Garth Stanish looks at how businesses respond to their own mistakes.
Sidney Finkelstein's Why Smart Executives Fail should be required reading for all executives and board members.
A central theme of Finkelstein's book is that every organisation makes mistakes, especially if it is creating new ventures or otherwise dealing with innovation or change.
The lasting damage doesn't come from the mistake but rather the response to the mistake. Mistakes tend to come in clusters and the response to problems often makes them worse.
The reasons for this are manifold, but often involve executive mindsets that have a patchy relationship with reality and a lack of any will or skill within the business to challenge awry thinking.
Recent issues in some New Zealand listed companies have created concerns that organisations, both big and small, are not reacting well to mistakes and have highlighted the need for all aspects of a company's performance to be aligned and working effectively.
Management must be able to communicate clearly with the board and the board must understand the company and be able to provide appropriate oversight. The company must be open in interacting with its external advisers, most notably its auditors.
Auditors are not supposed to be making a silk purse out of a sow's ear and should be provided with a competently prepared set of financial statements. They can then stress-test those results and provide assurance that those statements give an accurate financial picture of the company.
Disclosure to investors should be clear, concise and effective, not opaque and voluminous.
Organisations need to constantly challenge themselves and respond to feedback they receive. One excellent source of feedback is regulatory interactions. Regulation is not a barrier to business success. Regulation is necessary for sustainable and transparent markets.
Companies should take regulatory inquiry as a valuable check on their own internal biases. In most cases the questions the regulator is asking are questions that should have been asked internally already.
We have always emphasised that the FMA is a regulator that understands regulation is not an end in itself and that regulators must work with industry to ensure there are good outcomes for investors. We have no desire to transform into a "shoot first and ask questions later" regulator.
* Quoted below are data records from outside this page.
PR #6279, opened 2022-10-11
Fixes #4946

### LINKED ISSUE #4946: Collector Run should exit quickly if shutdown was called prior
**Describe the bug**
Currently if `Shutdown` is called before `Run` all [this](https://github.com/open-telemetry/opentelemetry-collector/blob/main/service/collector.go#L227-L251) startup code runs before `runAndWaitForShutdownEvent` which will then process the shutdown. 

**Steps to reproduce**
1. Created collector
2. Call `Shutdown`
3. Call `Run`

Collector not attempt to run startup/configure code and exit early.

**What did you see instead?**
Startup code was run then exited.

**What version did you use?**
Version: v0.45.0

**What config did you use?**
Config: any valid config

**Environment**
OS: MacOS 12.2
Compiler(if manually compiled): go 1.17.6

**Additional context**
Action item from #4878

Chinwendu20:
Signed-off-by: Maureen <amaka013@gmail.com>

Heyy could you please check if this is aligned? @cpheps 

Description: Fixed collector attempting startup when `ShutDown` is called before `Run`

Link to tracking Issue: fixes https://github.com/open-telemetry/opentelemetry-collector/issues/4946


CHANGELOG.md
```diff
@@ -48,6 +48,7 @@
 ### 🧰 Bug fixes 🧰
 
 - Fixed bug where `telemetryInitializer` is not cleaned up when `newService` errors (#6239)
+- Fixed collector attempting startup when `ShutDown` is called before `Run`
```
cpheps, line 51: Can you add the PR number in parenthesis here please? 

So just adding `(#6279)` at the end.

service/collector.go
```diff
@@ -158,7 +158,8 @@ func (col *Collector) setupConfigurationComponents(ctx context.Context) error {
 // Run starts the collector according to the given configuration, and waits for it to complete.
 // Consecutive calls to Run are not allowed, Run shouldn't be called once a collector is shut down.
 func (col *Collector) Run(ctx context.Context) error {
-	if err := col.setupConfigurationComponents(ctx); err != nil {
+	_, ok := <-col.shutdownChan
```
cpheps, line 161: If `Shutdown` is not called before `Run` this will block indefinitely causing run to never start.

I think we can add a check like this at the start:

```go
state := col.GetState()
if state == Closing || state == Closed {
  return errors.New("collector has already been shutdown and cannot be run again")
}
```

It might be worth saving that error off into a variable for easy of use and testing.

cpheps (changes requested):

CHANGELOG.md
Chinwendu20: Oh okay, thanks a lot. I do not know how I missed that

service/collector.go
Chinwendu20: I really appreciate your help and guidance towards helping me complete this issue, I guess I am still a bit new to GO and GO's concurrency is uncharted waters for me, glad for this issue that has served to help me learn it practically. So while coming up with a solution, I looked at the test case you created [here]((https://github.com/open-telemetry/opentelemetry-collector/pull/4878/files#diff-39cb0a393ab609b58e27ab97198f7fdd885a5369e325d25b32879b22d6e19019) and I created a small snippet of code to simulate that. When I ran it even without "shutdown" being called before, it worked so I thought it was a good solution:

image
I thought since there is an equivalent concurrent reading and writing of the channel in the main function and go routine, there would be no blocking. I guess I might have missed something.

It did block if shut is not called right after run, but I found that was the same case if I did not have that extra line checking if the  channel was closed or not:

image


Your solution looks really good but I guess I did not not know the collection's state would be set to closing when the `ShutDown` function was called, as I could not find it here:

image

cpheps: >Your solution looks really good but I guess I did not not know the collection's state would be set to closing when the ShutDown function was called, as I could not find it here:

It's a bit of a chain reaction. Closing the `shutdownChan` gets picked up in `Run` [here](https://github.com/open-telemetry/opentelemetry-collector/blob/main/service/collector.go#L195). It then calls `col.shutdown` which sets the state to `Closing` [here](https://github.com/open-telemetry/opentelemetry-collector/blob/main/service/collector.go#L209).

As for learning go concurrency if you haven't yet checking out [tour of go](https://go.dev/tour/concurrency/1) is a good starting place. Also, just playing around with it is a good way to learn. In the example above you gave this line will block until something is pushed onto the channel or the channel is closed.

```go
_, ok := <-col.shutdownChan
```

If the channel is closed `ok` will be false. If something is pushed the channel, before closing, `ok` will be true indicating the channel is still active and can be listened on again.

Chinwendu20: Thank you so much. I find that there are two shutdown functions.One with a capital 's' and the other with a small 's' The one I saw in your test and on the screenshot that I shared above is the one with a capital 's'. So when collector.ShutDown is called it does not cause any chain reaction as it is not same as collector.shutdown which is used inside in Run() function.

Thanks for the great tips on how to get started with concurrency. 

`_, ok := <-col.shutdownChan`
This line reads from the col channel  and waits till there something os pushed to the channel before it unblocks. Can we not say the same about the select statement in Run() function? As it does not have a 'default block'. I find that if you call The Run() function without the ShutDown function without the ShutDown function, before or after the Run(), we would get an error
So I guess adding the line of code that I added would not make the function behave differently

cpheps: >So when collector.ShutDown is called it does not cause any chain reaction as it is not same as collector.shutdown which is used inside in Run() function.

So here is the chain reaction that causes the collector to stop once `Shutdown` is called:
1. [Shutdown is called](https://github.com/open-telemetry/opentelemetry-collector/blob/main/service/collector.go#L114)
2. If the collector is running it [closes the shutdownChan](https://github.com/open-telemetry/opentelemetry-collector/blob/main/service/collector.go#L121)
3. In `Run` the closed channel triggers [this](https://github.com/open-telemetry/opentelemetry-collector/blob/main/service/collector.go#L195) case in the select and breaks out of the main loop.
4. At the end of `Run` [shutdown is called](https://github.com/open-telemetry/opentelemetry-collector/blob/main/service/collector.go#L205) and `Run` returns the result of `shutdown`.

> This line reads from the col channel and waits till something is pushed to the channel, causing a block. Can we not say the same about the select statement in Run() function?

This is true. The issue #4946 that you're working on is to make this happen immediately inside `Run`. Currently `Run` has some setup logic [here](https://github.com/open-telemetry/opentelemetry-collector/blob/main/service/collector.go#L161-L164) which calls [setupConfigurationComponents](https://github.com/open-telemetry/opentelemetry-collector/blob/f24a6ac30fa027d3e373f6280f5b4bb4b4626587/service/collector.go#L127-L156). There are a lot of things that happen in this that can all be skipped by an early detection that we've already been shut down.

Chinwendu20: Thanks a lot for your patience with me. This chain of event only happens if Run is called before ShutDown. I thought we were looking at a scenario when Shutdown is called before Run. As per your statement:

image

So the way that I am looking at it is if ShutDown is called before Run, it would not be able to receive any message, as the blocking event awaiting receipt of message from shutDownchan is not currently on (i.e. Run has not been called yet) but I guess that it is not how it works. That was my initial thought process :

image

Thanks for the clarity.

Then I guess even though the select statement causes a block, it makes that happen in the right stage of execution as opposed to where my line of code would have caused that

cpheps (commented):
These changes look good. Can we add a test for the new logic. That calls `Shutdown` then `Run` and verifies the error returned is the new one you added?

Chinwendu20:
> These changes look good. Can we add a test for the new logic. That calls `Shutdown` then `Run` and verifies the error returned is the new one you added?

Oh okay. Sounds good. On it

cpheps:
> However, it works with my initial line of code:
>
>_, ok := <-col.shutdownChan if !ok { return errors.New("collector has already been shutdown and cannot be run again") }

Your line of code works when Shutdown is called before Run. If you use the normal flow of calling just Run the collector will never fully start it'll block on that line as the `col.shutdownChan` is either waiting for something to be pushed onto the channel or a close. The channel is closed when you call `Shutdown` before `Run`.

The test you called out [here](https://github.com/open-telemetry/opentelemetry-collector/blob/6313054b642c1ee8bba8c097a98dfb4cf870862e/service/collector_test.go#L53) does have a race condition now. Because `startCollector` is called [here](https://github.com/open-telemetry/opentelemetry-collector/blob/6313054b642c1ee8bba8c097a98dfb4cf870862e/service/collector_test.go#L69) and kicks off a goroutine there's no guarantee that `Run` is called before `Shutdown` [here](https://github.com/open-telemetry/opentelemetry-collector/blob/6313054b642c1ee8bba8c097a98dfb4cf870862e/service/collector_test.go#L75). They'll need to be some flow control added to ensure run has started then call `Shutdown`

Chinwendu20:
> > However, it works with my initial line of code:
> > _, ok := <-col.shutdownChan if !ok { return errors.New("collector has already been shutdown and cannot be run again") }
> 
> Your line of code works when Shutdown is called before Run. If you use the normal flow of calling just Run the collector will never fully start it'll block on that line as the `col.shutdownChan` is either waiting for something to be pushed onto the channel or a close. The channel is closed when you call `Shutdown` before `Run`.
> 
> The test you called out [here](https://github.com/open-telemetry/opentelemetry-collector/blob/6313054b642c1ee8bba8c097a98dfb4cf870862e/service/collector_test.go#L53) does have a race condition now. Because `startCollector` is called [here](https://github.com/open-telemetry/opentelemetry-collector/blob/6313054b642c1ee8bba8c097a98dfb4cf870862e/service/collector_test.go#L69) and kicks off a goroutine there's no guarantee that `Run` is called before `Shutdown` [here](https://github.com/open-telemetry/opentelemetry-collector/blob/6313054b642c1ee8bba8c097a98dfb4cf870862e/service/collector_test.go#L75). They'll need to be some flow control added to ensure run has started then call `Shutdown`

Thanks a lot for your time. I get that that this line of code

```GO
_, ok := <-col.shutdownChan if !ok { return errors.New("collector has already been shutdown and cannot be run again") }
```
Might not be the best solution because of what you highlighted, thanks a lot for pointing that out.

However, this line of code:
```GO
state := col.GetState()
if state == Closing || state == Closed {
  return errors.New("collector has already been shutdown and cannot be run again")
}
```
 does not stop this [line] (https://github.com/open-telemetry/opentelemetry-collector/blob/4d445807f9eca3af660bec2a3fb4ca3518cd255d/service/collector.go#L161) from running because as highlighted in your previous comment and from what I have seen.

image
The collector needs to be running to trigger the chain of events that would lead to the "Closing" state. But this is the requirement:
image

So I guess that I have to figure out another solution? But then I am wondering what that would  be as the only thing that happens in the "ShutDown" function is that the "shutdown" chan is closed

Also about the flow-control that you suggested should that be in my test for this issue or the [test](https://github.com/open-telemetry/opentelemetry-collector/blob/6313054b642c1ee8bba8c097a98dfb4cf870862e/service/collector_test.go#L53) that I highlighted?

cpheps:
Ohh I missed [this](https://github.com/open-telemetry/opentelemetry-collector/blob/6313054b642c1ee8bba8c097a98dfb4cf870862e/service/collector_test.go#L71-L73) part of the test that ensures it's running before we call `Shutdown`.

Do you mind pushing the code you have? I just tried your new logic on the collector and all of the tests pass. I wondering if there's something small we might be missing that's causing the issue you're seeing.

Chinwendu20:
Yeah, all the tests should pass. The issue is with the new unit test that checks the logic of the code that addresses this issue. It is failing, that is what I was pointing out and explaining the reason that I think it is so. Are you saying I should still push it? I sent a screenshot of the test in the other comment.

cpheps:
Yeah if you could push your test, even if it's broken.  That way I can test it on my end, I think it might help me to see and run it.

Chinwendu20:
Okay pushed it.

Chinwendu20:
I have updated the unit test. Realized there was a mistake in the other one but test keeps failing though

cpheps:
@Chinwendu20 Thanks. I'm a bit busy today but I'll try this out early tomorrow. I appreciate your patience so far.

cpheps:
@Chinwendu20 sorry been busy I'm looking at your test today.

cpheps:
@Chinwendu20 I see the issue with your test and it has to do with the fact that the `state` doesn't get changed to `Closed` or `Closing` until `Run` has been called. This is not ideal as that defeats the entire purpose. It does feel like the states we have are not enough to represent that a Collector is new but hasn't started yet. I feel like that is out of the scope of this PR. 

As far as your test goes I would call Run in a goroutine, then Shutdown, then Run again and it should test the intent of your change. Here's the modified test I used on your branch:

```go
func TestCollectorShutdownBeforeRunMessage(t *testing.T) {
	factories, err := componenttest.NopFactories()
	require.NoError(t, err)

	cfgProvider, err := NewConfigProvider(newDefaultConfigProviderSettings([]string{filepath.Join("testdata", "otelcol-nop.yaml")}))
	require.NoError(t, err)

	set := CollectorSettings{
		BuildInfo:      component.NewDefaultBuildInfo(),
		Factories:      factories,
		ConfigProvider: cfgProvider,
		telemetry:      newColTelemetry(featuregate.NewRegistry()),
	}
	col, err := New(set)
	require.NoError(t, err)

	// Run the collector
	wg := &sync.WaitGroup{}
	wg.Add(1)
	go func() {
		defer wg.Done()
		assert.NoError(t, col.Run(context.Background()))
	}()

	// Calling shutdown before collector is running should cause it to return quickly
	require.NotPanics(t, func() { col.Shutdown() })

	// Wait for run to finish
	wg.Wait()

	// Call Run again and expect already shutdown error
	assert.EqualError(t, col.Run(context.Background()), "collector has already been shutdown and cannot be run again")
}
```

Chinwendu20:
Thank you! Nice way around the insufficient collector states. I guess I would modify my test with this and push?

cpheps:
@Chinwendu20 I think modifying the test should be fine.

Chinwendu20:
Okay, @cpheps. All done!

cpheps (approved):

Chinwendu20:
Hello, please any idea about the failed ci. I can see it is related to an ambiguous import error related to batchprocessor but have no idea why

Chinwendu20:
I would just update thiss branch with the most recent commit in the main branch and see if it works

cpheps:
@Chinwendu20 I think try rebasing your branch. The test failure doesn't look related to your code changes.

Chinwendu20:
Thanks @cpheps . I am not exactly sure of what actions that I should carry out with rebase but I have merged the branch with main

cpheps:
> Thanks @cpheps . I am not exactly sure of what actions that I should carry out with rebase but I have merged the branch with main

That's fine too.

jpkrohling (dismissed):
I'm blocking this for now, as I'm not sure the basic premise is valid here. I believe we should be able to start the collector after a shutdown.

jpkrohling:
@open-telemetry/collector-maintainers, could you confirm the premise I have is still accurate? Should collector services be able to start once they've been closed?

jpkrohling:
ping @open-telemetry/collector-maintainers

bogdandrutu:
> https://github.com/orgs/open-telemetry/teams/collector-maintainers, could you confirm the premise I have is still accurate? Should collector services be able to start once they've been closed?

If you think about config reload, we re-create Service :)

jpkrohling:
> If you think about config reload, we re-create Service :)

Alright, then I was wrong: start cannot be called after shutdown, from what I understand then.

Constructive engagement will always be our stock in trade.
However, our patience with some aspects of corporate attitude is running thin.
For example, while it is true that entities ultimately own their own disclosure, it is also true that those disclosures take place in a regulated environment. Whether that's the regulated offer regime, which emphasises clear, concise and effective disclosure, or in the listed environment, which requires material information to be released to the market in a timely way.
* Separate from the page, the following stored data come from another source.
PR #6283, opened 2022-10-11
[pdata] Simplify pdatagen to rely more on the proto naming dependency

dmitryax:
Given the documented naming recommendations for pdata in https://github.com/open-telemetry/opentelemetry-collector/pull/6255, simplify pdatagen to encourage the same naming between pdata and proto fields.

### DIFF
--- a/pdata/internal/cmd/pdatagen/internal/base_fields.go
+++ b/pdata/internal/cmd/pdatagen/internal/base_fields.go
@@ -19,9 +19,9 @@ import (
 	"strings"
 )
 
-const accessorSliceTemplate = `// ${fieldName} returns the ${originFieldName} associated with this ${structName}.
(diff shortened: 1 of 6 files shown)


bogdandrutu (approved):

bogdandrutu:
@dmitryax do we have any exception?

dmitryax:
> do we have any exception besides the Value/Slice/Map?

Yes, we have a few:
- OneOf fields like [these](https://github.com/open-telemetry/opentelemetry-proto/blob/main/opentelemetry/proto/metrics/v1/metrics.proto#L359-L360) in proto are shorten to `Int/Double`
- `SpanId/TraceId `in proto -> `SpanID/TraceID`
- `*TimeUnixNano` in proto -> `*Timestamp`

I believe they are all good

bogdandrutu:
@dmitryax debating if they are good or not, we can have later, but for the moment we should document them to the exceptions.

Responses to regulatory queries that start from the proposition that the entity knows its business and that questioning it is somehow impertinent are not helpful. Nor are responses that are like quicksilver, shimmering into exotic new shapes at every opportunity. Responses that don't address customer outcomes at all are sub-optimal.
Lawyers can be value-additive or a block to a good outcome, depending on their quality and ability to see the wood for the trees.
There is too much emphasis placed on policies and procedures and broad assertions of good governance or culture, and not enough on how these policies or concepts actually work. Responses should gravitate toward the demonstrable, not the abstract.
These are not salad days in the capital markets and a complacent attitude of business-as-usual will not suffice to retain and build the investor confidence required to sustain these markets. For example, we have actively encouraged NZX to promote a new continuous disclosure listing rule that will impose a constructive knowledge standard on boards so they are caught where there are situations where they ought to have reasonably known that disclosure was required. This will do no more than codify good business practice.
We understand there is some opposition to this in the listed sector. Suffice to say, given some recent issues we find this surprising to say the least.
The tension between constructive engagement and direct intervention with the market is a permanent debate within the FMA to ensure we get that balance right. A worrying aspect of recent events is that the lessons of the finance company cases appear not to have been well-learnt.
The last thing anyone wants is for the regulator to take a knee-jerk lurch into regulation for regulation's sake, but it is also crucial that investors' trust in the market and its regulation be maintained.
Our expectation is that standards of conduct will rise over time and companies will get more efficient at providing for better customer outcomes. As the conduct regulator, our desire to assist entities achieve better customer outcomes remains as strong as ever, but we are prepared to act should the outcomes we consider appropriate not be occurring.